Ray drew his pistol from the shoulder rig beneath his jacket and slid it across the table. “So, do it. There are seventeen rounds in the magazine and one in the chamber. By my count, there are three people other than you and me in the diner: the drunk passed out in the corner, the waitress, and a cook. By my estimation, the drunk could sleep through a train wreck, and it’s likely that neither the cook nor waitress is armed.” He tapped his index finger to his forehead. “Put one right here. It’ll make a mess in the booth behind me, but that’s none of your concern. I’ll be dead before the sound stops echoing off the walls, and you can put a pair in each of the employees. They’d probably welcome anything that gets them out of their miserable day-after-day existence in this place. If you want to shoot the bum for fun, I guess you could, but I’m betting you won’t.”
Anya stared down at the Glock 17 and let Ray’s scenario play out in her head. He was right. She could kill them all and disappear into the night, never to be seen again, but that’s not all he was right about. She pulled a napkin from the dispenser beside the salt and pepper Ray had carefully arranged, and she laid it on top of the pistol. Without touching the weapon, she slid it back across the table with one finger pressed into the napkin. “I do not need pistol. There is piece of broken metal on my chair. I could have it pulled free in seconds and cut your throat with it. You have ink pen in pocket of shirt and another in pocket inside jacket. With either of them, I could make hole in your brain through eyeball. There is knife, fork, and spoon rolled inside paper napkin. All of these are sharp enough to leave you bleeding to death on floor. Except for sounds you would make, all of these ways I could kill you would be almost silent.”
He eyed the napkins rolled around the silverware. “There’s no need for threats.”

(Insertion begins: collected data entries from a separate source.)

PR #2088, opened 2019-01-04
Enterprise Coupon ADR

brittneyexline:


christopappas (approved):
I'm not sure if there is a specific rubric for approving an ADR, but it was an informative read, and looks to be a great summary of all the work done, so 👍 from me

muhammad-ammar (approved):
Looks good to me.

@georgebabey It would be great if you can also take a look this.

docs/decisions/0003-enterprise-coupons.rst
```diff
@@ -0,0 +1,151 @@
+3. Enterprise Coupons
+---------------------
+
+Status
+------
+
+Accepted?
```
georgebabey: `Accepted` once it merges!

georgebabey (approved):
Looks great, thanks for getting this written up!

“Is not threat. Is only most convenient things I could use to kill you.”
Ray re-holstered his gun. “Please don’t use the fork. I believe that would take the longest and hurt the most. Don’t get me wrong . . . I’m not afraid of dying. It’s just the agony leading up to it that I’d like to avoid.”

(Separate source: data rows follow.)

PR #132, opened 2025-01-19
translator: toolCalls support in OpenAI to Bedrock

wengyao04:
In this PR, I improve the translator to handle toolCalls. If toolCalls is not in the OpenAI message we append toolResultBlock for assistant role message. In the Response body, we add toolCalls if bedrock content has toolUse

I also refactor `openAIMessageToBedrockMessage` to have separate functions to convert message for different roles `user`, `assistant`, `system` and `tool`.

When dealing with image content in the roles message, add a function to parse data uri and add proper error handling.


mathetake:
Could you shorten the title so that it fits in the commit title

internal/extproc/translator/openai_awsbedrock.go
```diff
@@ -28,6 +33,14 @@ func newOpenAIToAWSBedrockTranslator(path string) (Translator, error) {
...
 }
 
+func containsClaude(modelID string) bool {
+	return strings.Contains(modelID, claude)
+}
+
+func containsAnthropic(modelID string) bool {
+	return strings.Contains(modelID, anthropic)
+}
+
```
mathetake, line 43: you don't need these two seems unnecessary

internal/extproc/translator/openai_awsbedrock.go
```diff
@@ -19,6 +19,11 @@ import (
 	"github.com/envoyproxy/ai-gateway/internal/extproc/router"
 )
 
+const (
+	anthropic = "anthropic"
+	claude    = "claude"
+)
+
```
mathetake, line 26:
```suggestion
```

internal/extproc/translator/openai_awsbedrock.go
```diff
@@ -128,14 +146,24 @@ func (o *openAIToAWSBedrockTranslatorV1ChatCompletion) openAIToolsToBedrockToolC
...
 				bedrockReq.ToolConfig.ToolChoice = &awsbedrock.ToolChoice{
 					Auto: &awsbedrock.AutoToolChoice{},
 				}
-			} else {
+			case "required":
 				bedrockReq.ToolConfig.ToolChoice = &awsbedrock.ToolChoice{
 					Any: &awsbedrock.AnyToolChoice{},
 				}
+			default:
+				if containsClaude(openAIReq.Model) && containsAnthropic(openAIReq.Model) {
```
mathetake, line 160: what is this? why is this something to do with claude?

mathetake: also why anthropic is something to do with here?

internal/extproc/translator/openai_awsbedrock.go
```diff
@@ -128,14 +146,24 @@ func (o *openAIToAWSBedrockTranslatorV1ChatCompletion) openAIToolsToBedrockToolC
 	if openAIReq.ToolChoice != nil {
 		switch reflect.TypeOf(openAIReq.ToolChoice).Kind() {
 		case reflect.String:
-			if openAIReq.ToolChoice.(string) == "auto" {
+			toolChoice := openAIReq.ToolChoice.(string)
```
mathetake, line 149: are you 100% sure this will be a string? then why the toolchoice is interface in the first place?

internal/extproc/translator/openai_awsbedrock.go
```diff
@@ -152,113 +180,194 @@ func (o *openAIToAWSBedrockTranslatorV1ChatCompletion) openAIToolsToBedrockToolC
...
+// openAIMessageToBedrockMessageRoleUser converts openai user role message
+// returns a list of bedrock message and error
+// the tool content is appended to the list of bedrock message list if tool_call is in openai message
+func (o *openAIToAWSBedrockTranslatorV1ChatCompletion) openAIMessageToBedrockMessageRoleUser(
+	openAiMessage *openai.ChatCompletionMessageParamUnion,
+) ([]*awsbedrock.Message, error) {
+	message := openAiMessage.Value.(openai.ChatCompletionUserMessageParam)
+	bedrockMessages := make([]*awsbedrock.Message, 0)
+
+	if _, ok := message.Content.Value.(string); ok {
```
mathetake, line 192: you don't need to type assertion twice
```suggestion
	if v, ok := message.Content.Value.(string); ok {
```

internal/extproc/translator/openai_awsbedrock.go
```diff
@@ -152,113 +180,194 @@ func (o *openAIToAWSBedrockTranslatorV1ChatCompletion) openAIToolsToBedrockToolC
...
 
-// OpenAIMessageToBedrockMessage converts openai ChatCompletion messages to aws bedrock messages
-func (o *openAIToAWSBedrockTranslatorV1ChatCompletion) OpenAIMessageToBedrockMessage(openAIReq *openai.ChatCompletionRequest,
+// openAIMessageToBedrockMessageRoleUser converts openai user role message
+// returns a list of bedrock message and error
+// the tool content is appended to the list of bedrock message list if tool_call is in openai message
+func (o *openAIToAWSBedrockTranslatorV1ChatCompletion) openAIMessageToBedrockMessageRoleUser(
+	openAiMessage *openai.ChatCompletionMessageParamUnion,
+) ([]*awsbedrock.Message, error) {
+	message := openAiMessage.Value.(openai.ChatCompletionUserMessageParam)
```
mathetake, line 189: same comment.

internal/extproc/translator/openai_awsbedrock.go
```diff
@@ -152,113 +180,194 @@ func (o *openAIToAWSBedrockTranslatorV1ChatCompletion) openAIToolsToBedrockToolC
...
+				} else {
+					return nil, fmt.Errorf("unexpected image data url")
+				}
+			}
+		}
+		bedrockMessages = append(bedrockMessages, chatMessage)
+	} else {
+		return nil, fmt.Errorf("unexpected content type")
+	}
+	// process tool_calls
```
mathetake, line 231:
```suggestion
	// Process tool_calls.
```

internal/extproc/translator/openai_awsbedrock.go
```diff
@@ -152,113 +180,194 @@ func (o *openAIToAWSBedrockTranslatorV1ChatCompletion) openAIToolsToBedrockToolC
...
+	return bedrockSystem, nil
+}
+
+// openAIMessageToBedrockMessageRoleTool converts openai tool role message
+func (o *openAIToAWSBedrockTranslatorV1ChatCompletion) openAIMessageToBedrockMessageRoleTool(
+	openAiMessage *openai.ChatCompletionMessageParamUnion,
+) (*awsbedrock.Message, error) {
+	message := openAiMessage.Value.(openai.ChatCompletionToolMessageParam)
+	return &awsbedrock.Message{
+		// bedrock does not support tool role, merging to the user role
```
mathetake, line 323:
```suggestion
		// Bedrock does not support tool role, merging to the user role.
```

internal/extproc/translator/openai_awsbedrock.go
```diff
@@ -95,26 +96,43 @@ func (o *openAIToAWSBedrockTranslatorV1ChatCompletion) RequestBody(body router.R
...
+	}
+	if openAIReq.Stop != nil {
+		bedrockReq.InferenceConfig.StopSequences = openAIReq.Stop
+	}
+	if openAIReq.Temperature != nil {
+		bedrockReq.InferenceConfig.Temperature = openAIReq.Temperature
+	}
+	if openAIReq.TopP != nil {
+		bedrockReq.InferenceConfig.TopP = openAIReq.TopP
+	}
```
mathetake, line 123: you can use `cmp.Or`

mathetake, line 123: why do you need this ifs

internal/apischema/openai/openai.go
```diff
@@ -255,7 +255,8 @@ type ChatCompletionUserMessageParam struct {
 	Role string `json:"role"`
 	// An optional name for the participant. Provides the model information to
 	// differentiate between participants of the same role.
-	Name string `json:"name,omitempty"`
+	Name      string                               `json:"name,omitempty"`
+	ToolCalls []ChatCompletionMessageToolCallParam `json:"tool_calls,omitempty"`
```
yuzisun, line 259: I do not see this defined on OpenAI schema
Screenshot 2025-01-19 at 1 01 30 AM

internal/extproc/translator/openai_awsbedrock.go
```diff
@@ -152,113 +180,194 @@ func (o *openAIToAWSBedrockTranslatorV1ChatCompletion) openAIToolsToBedrockToolC
...
+						Image: &awsbedrock.ImageBlock{
+							Format: format,
+							Source: awsbedrock.ImageSource{
+								Bytes: []byte(parts[1]),
+							},
+						},
+					})
+				} else {
+					return nil, fmt.Errorf("unexpected image data url")
+				}
```
mathetake, line 224: how can the callsite know how the url was unexpected

internal/extproc/translator/openai_awsbedrock.go
```diff
@@ -152,113 +180,194 @@ func (o *openAIToAWSBedrockTranslatorV1ChatCompletion) openAIToolsToBedrockToolC
...
+		for _, contentPart := range contents {
+			if contentPart.TextContent != nil {
+				textContentPart := contentPart.TextContent
+				chatMessage.Content = append(chatMessage.Content, &awsbedrock.ContentBlock{
+					Text: &textContentPart.Text,
+				})
+			} else if contentPart.ImageContent != nil {
+				imageContentPart := contentPart.ImageContent
+				parts := strings.Split(imageContentPart.ImageURL.URL, ",")
+				if len(parts) == 2 {
```
mathetake, line 211: at least please leave "detailed" code comment about what the expected image url and how this split is expected to work

internal/extproc/translator/openai_awsbedrock.go
```diff
@@ -152,113 +180,194 @@ func (o *openAIToAWSBedrockTranslatorV1ChatCompletion) openAIToolsToBedrockToolC
...
+	if _, ok := message.Content.Value.(string); ok {
+		bedrockMessages = append(bedrockMessages, &awsbedrock.Message{
+			Role: openAiMessage.Type,
+			Content: []*awsbedrock.ContentBlock{
+				{Text: ptr.To(message.Content.Value.(string))},
+			},
+		})
+	} else if contents, ok := message.Content.Value.([]openai.ChatCompletionContentPartUserUnionParam); ok {
+		chatMessage := &awsbedrock.Message{Role: openAiMessage.Type}
+		chatMessage.Content = make([]*awsbedrock.ContentBlock, 0, len(contents))
```
mathetake, line 201: quick q: why does this need to be a pointer? values slice can be used right?

internal/extproc/translator/openai_awsbedrock.go
```diff
@@ -152,113 +180,194 @@ func (o *openAIToAWSBedrockTranslatorV1ChatCompletion) openAIToolsToBedrockToolC
...
+
+// openAIMessageToBedrockMessageRoleSystem converts openai system role message
+// returns a list of bedrock system content and error
+func (o *openAIToAWSBedrockTranslatorV1ChatCompletion) openAIMessageToBedrockMessageRoleSystem(
+	openAiMessage *openai.ChatCompletionMessageParamUnion,
+) ([]*awsbedrock.SystemContentBlock, error) {
+	message := openAiMessage.Value.(openai.ChatCompletionSystemMessageParam)
+	bedrockSystem := make([]*awsbedrock.SystemContentBlock, 0)
+
+	if _, ok := message.Content.Value.(string); ok {
```
mathetake, line 300: same comment

internal/extproc/translator/openai_awsbedrock.go
```diff
@@ -152,113 +180,194 @@ func (o *openAIToAWSBedrockTranslatorV1ChatCompletion) openAIToolsToBedrockToolC
...
+			Role:    openAiMessage.Type,
+			Content: []*awsbedrock.ContentBlock{{Text: message.Content.Refusal}},
+		})
+	} else {
+		bedrockMessages = append(bedrockMessages, &awsbedrock.Message{
+			Role:    openAiMessage.Type,
+			Content: []*awsbedrock.ContentBlock{{Text: message.Content.Text}},
+		})
+	}
+	// process tool_calls
```
mathetake, line 275: please complete the comment line (always starting with capital and ending with period.

internal/apischema/awsbedrock/awsbedrock.go
```diff
@@ -299,6 +302,14 @@ type ToolResultBlock struct {
...
 }
 
+// ToolUseBlock A tool use block contains information about a tool that the model is requesting be run.
+// The model uses the result from the tool to generate a response.
+type ToolUseBlock struct {
+	Name      *string `json:"name"`
+	Input     *string `json:"input"`
+	ToolUseID *string `json:"toolUseId"`
+}
+
```
mathetake, line 312: can you put the url?

internal/apischema/awsbedrock/awsbedrock.go
```diff
@@ -299,6 +302,14 @@ type ToolResultBlock struct {
 	ToolUseID *string `json:"toolUseId"`
 }
 
+// ToolUseBlock A tool use block contains information about a tool that the model is requesting be run.
+// The model uses the result from the tool to generate a response.
+type ToolUseBlock struct {
+	Name      *string `json:"name"`
+	Input     *string `json:"input"`
+	ToolUseID *string `json:"toolUseId"`
```
mathetake, line 310: null or not ?

internal/extproc/translator/openai_awsbedrock.go
```diff
@@ -152,113 +180,194 @@ func (o *openAIToAWSBedrockTranslatorV1ChatCompletion) openAIToolsToBedrockToolC
...
+	message := openAiMessage.Value.(openai.ChatCompletionToolMessageParam)
+	return &awsbedrock.Message{
+		// bedrock does not support tool role, merging to the user role
+		Role: awsbedrock.ConversationRoleUser,
+		Content: []*awsbedrock.ContentBlock{
+			{
+				ToolResult: &awsbedrock.ToolResultBlock{
+					Content: []*awsbedrock.ToolResultContentBlock{
+						{
+							Text: message.Content.Value.(*string),
```
mathetake, line 330: same comment

internal/apischema/openai/openai.go
```diff
@@ -581,7 +582,6 @@ const (
 	ChatCompletionChoicesFinishReasonLength        ChatCompletionChoicesFinishReason = "length"
 	ChatCompletionChoicesFinishReasonToolCalls     ChatCompletionChoicesFinishReason = "tool_calls"
 	ChatCompletionChoicesFinishReasonContentFilter ChatCompletionChoicesFinishReason = "content_filter"
-	ChatCompletionChoicesFinishReasonFunctionCall  ChatCompletionChoicesFinishReason = "function_call"
```
mathetake, line 584: why is this getting deleted

internal/extproc/translator/openai_awsbedrock.go
mathetake: ok the reflection above.... that is totally overkill and unnecessary

internal/extproc/translator/openai_awsbedrock.go
```diff
@@ -152,113 +180,194 @@ func (o *openAIToAWSBedrockTranslatorV1ChatCompletion) openAIToolsToBedrockToolC
...
-							} else {
-								return fmt.Errorf("unexpected image data url")
-							}
-						}
-					}
-					bedrockReq.Messages = append(bedrockReq.Messages, chatMessage)
-				} else {
-					return fmt.Errorf("unexpected content type for user message")
-				}
+			bedrockMessages, err := o.openAIMessageToBedrockMessageRoleUser(&msg)
```
mathetake, line 348: this escapes the message... instead make it the pointer at the beginning of the loop in the first place.

internal/extproc/translator/openai_awsbedrock.go
```diff
@@ -152,113 +180,194 @@ func (o *openAIToAWSBedrockTranslatorV1ChatCompletion) openAIToolsToBedrockToolC
...
 }
 
-// OpenAIMessageToBedrockMessage converts openai ChatCompletion messages to aws bedrock messages
-func (o *openAIToAWSBedrockTranslatorV1ChatCompletion) OpenAIMessageToBedrockMessage(openAIReq *openai.ChatCompletionRequest,
+// openAIMessageToBedrockMessageRoleUser converts openai user role message
+// returns a list of bedrock message and error
+// the tool content is appended to the list of bedrock message list if tool_call is in openai message
+func (o *openAIToAWSBedrockTranslatorV1ChatCompletion) openAIMessageToBedrockMessageRoleUser(
+	openAiMessage *openai.ChatCompletionMessageParamUnion,
+) ([]*awsbedrock.Message, error) {
```
mathetake, line 188: this returned slice allocation is wasted as at the callsite the results are appended into another slice and this return value is discarded immediately

internal/extproc/translator/openai_awsbedrock.go
```diff
@@ -152,113 +180,194 @@ func (o *openAIToAWSBedrockTranslatorV1ChatCompletion) openAIToolsToBedrockToolC
...
+				textContentPart := contentPart.TextContent
+				chatMessage.Content = append(chatMessage.Content, &awsbedrock.ContentBlock{
+					Text: &textContentPart.Text,
+				})
+			} else if contentPart.ImageContent != nil {
+				imageContentPart := contentPart.ImageContent
+				parts := strings.Split(imageContentPart.ImageURL.URL, ",")
+				if len(parts) == 2 {
+					formatPart := strings.Split(parts[0], ";")[0]
+					format := strings.TrimPrefix(formatPart, "data:image/")
```
mathetake, line 213: also this really needs a comment

internal/extproc/translator/openai_awsbedrock.go
```diff
@@ -152,113 +180,194 @@ func (o *openAIToAWSBedrockTranslatorV1ChatCompletion) openAIToolsToBedrockToolC
...
+	return bedrockMessages, nil
+}
+
+// openAIMessageToBedrockMessageRoleAssistant converts openai assistant role message
+// returns a list of bedrock message and error
+// the tool content is appended to the list of bedrock message list if tool_call is in openai message
+func (o *openAIToAWSBedrockTranslatorV1ChatCompletion) openAIMessageToBedrockMessageRoleAssistant(
+	openAiMessage *openai.ChatCompletionMessageParamUnion,
+) ([]*awsbedrock.Message, error) {
+	bedrockMessages := make([]*awsbedrock.Message, 0)
```
mathetake, line 261: same comment (ignore if not applicable) why is this pointer slice instead of value?)

internal/extproc/translator/openai_awsbedrock.go
```diff
@@ -152,113 +180,194 @@ func (o *openAIToAWSBedrockTranslatorV1ChatCompletion) openAIToolsToBedrockToolC
...
+		})
+	}
+	return bedrockMessages, nil
+}
+
+// openAIMessageToBedrockMessageRoleSystem converts openai system role message
+// returns a list of bedrock system content and error
+func (o *openAIToAWSBedrockTranslatorV1ChatCompletion) openAIMessageToBedrockMessageRoleSystem(
+	openAiMessage *openai.ChatCompletionMessageParamUnion,
+) ([]*awsbedrock.SystemContentBlock, error) {
```
mathetake, line 296: same comment on the returned value slice allocation being wasted

internal/extproc/translator/openai_awsbedrock.go
```diff
@@ -286,6 +395,55 @@ func (o *openAIToAWSBedrockTranslatorV1ChatCompletion) ResponseHeaders(headers m
...
+	case awsbedrock.StopReasonToolUse:
+		return openai.ChatCompletionChoicesFinishReasonToolCalls
+	default:
+		return openai.ChatCompletionChoicesFinishReasonStop
+	}
+}
+
+func (o *openAIToAWSBedrockTranslatorV1ChatCompletion) bedrockToolUseToOpenAICalls(
+	toolUse *awsbedrock.ToolUseBlock,
+) []openai.ChatCompletionMessageToolCallParam {
```
mathetake, line 421: why do you need slice

internal/extproc/translator/openai_awsbedrock.go
```diff
@@ -337,6 +495,7 @@ func (o *openAIToAWSBedrockTranslatorV1ChatCompletion) ResponseBody(body io.Read
 		Object:  "chat.completion",
 		Choices: make([]openai.ChatCompletionResponseChoice, 0, len(bedrockResp.Output.Message.Content)),
 	}
+	// convert token usage
```
mathetake, line 498:
```suggestion
	// Convert token usage.
```

internal/extproc/translator/openai_awsbedrock.go
yuzisun: This is my bad, should have added the comment in my original code as this is is parsing as image data url
https://platform.openai.com/docs/guides/vision#uploading-base64-encoded-images

internal/extproc/translator/openai_awsbedrock.go
yuzisun: Is this to check only Anthropic Claude support tooling ? Might be better to leave such validation to the provider.

internal/extproc/translator/openai_awsbedrock.go
yuzisun: I think this is following the code in the aws sdk, for large content block it might be more efficient to use pointer, otherwise it needs to allocate a large chunk of continuous memory.

internal/extproc/translator/openai_awsbedrock.go
yuzisun: True this was my original code, ifs can be removed as they are all pointer types

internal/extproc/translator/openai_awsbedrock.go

Anya stared into his soul. “I beli
eve coming of death will be greatest peace any of us will have.”
Ray ignored the philosophy lesson. “Okay, your point is taken. You could kill me, but you won’t. At least not tonight. You’re slipping.”
“What does this mean, slipping?”
Ray subconsciously slid his silverware, still wrapped in the paper napkin, away from Anya’s hand. They were likely the deadliest hands he’d ever seen only inches from his own, yet they were still beautiful—like the hands he might see in the full-color jewelry ads folded inside Sunday’s Washington Times. “It means you let me predict when you’d run and what direction. You let me choose this diner and what you would eat. Worst of all, you let Leo get the jump on you in Miami. If Gwynn hadn’t been there, this operation would’ve been over, and you’d be rotting in a pine box somewhere. These aren’t the kinds of things SVR Captain Anastasia Burinkova would allow to happen.”
The accusation stung almost as badly as the reminder of her days as one of the Rodina’s most feared assassins. “I am not this person anymore. I am American now.”
“You’re American by choice and by the mercy of the American government, but”—he pointed toward her chest—“Captain Burinkova still lives in there. The skills, the mindset, the fearsome beast . . . They’re still in there.”
The waitress reappeared and slid two pieces of pie, a plastic cup of water, and a mug of coffee onto the table. “Will there be anything else?”
Ray White didn’t take his eyes off Anya. “No, that’s all. Thank you.”
Anya looked up and smiled. “I think I would also like coffee, please.” As she spoke, she slipped the toe of her right foot behind the waitress’s left heel.
The woman sighed. “Sure, one more coffee coming up. Cream or sugar?”
“No, thank you. Just coffee.”
As the woman turned to leave, she stumbled across Anya’s borrowed shoe and caught herself against one of the swiveling stools mounted in front of the raised counter behind her.